Alternatives to composting
When proper lawn management is used, there is no need to collect grass clippings8. As long as the grass is not excessively long and clippings do not thickly cover the lawn surface after mowing, there is normally no need to collect the clippings. Aside from reducing the work involved in lawn maintenance, leaving the grass clippings benefits the turf by returning nutrients and organic matter to the soil. If evenly distributed, clippings left on the lawn can be equivalent to one fertilizer application per year.
To keep your lawn looking healthy and control the amount of clippings generated, several maintenance practices should be followed. It is important that mowing height be properly adjusted.
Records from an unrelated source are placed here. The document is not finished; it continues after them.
PR #6366, opened 2026-06-14
crosstool-ng: drop unzip from makedepends

oech3:


oech3:
@ognevny

ognevny:
fyi bsdtar package is pulled via base-devel, so no need to put it in makedepends

oech3:
I'll try same things for other MinGW pkgs.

The best cutting height depends on the turfgrass varieties present in the lawn and whether the lawn is in sun, full shade, or a combination of both. Lawns in full sun have the greatest potential for quick recovery after mowing and can therefore be cut shorter. Those in the shade need all the available leaf surface possible for photosynthesis. Thus, grass in the shade should be cut slightly higher than grass in the sun. Where both conditions are present, an intermediate height is recommended. Some suggested mowing heights for home lawns are listed below.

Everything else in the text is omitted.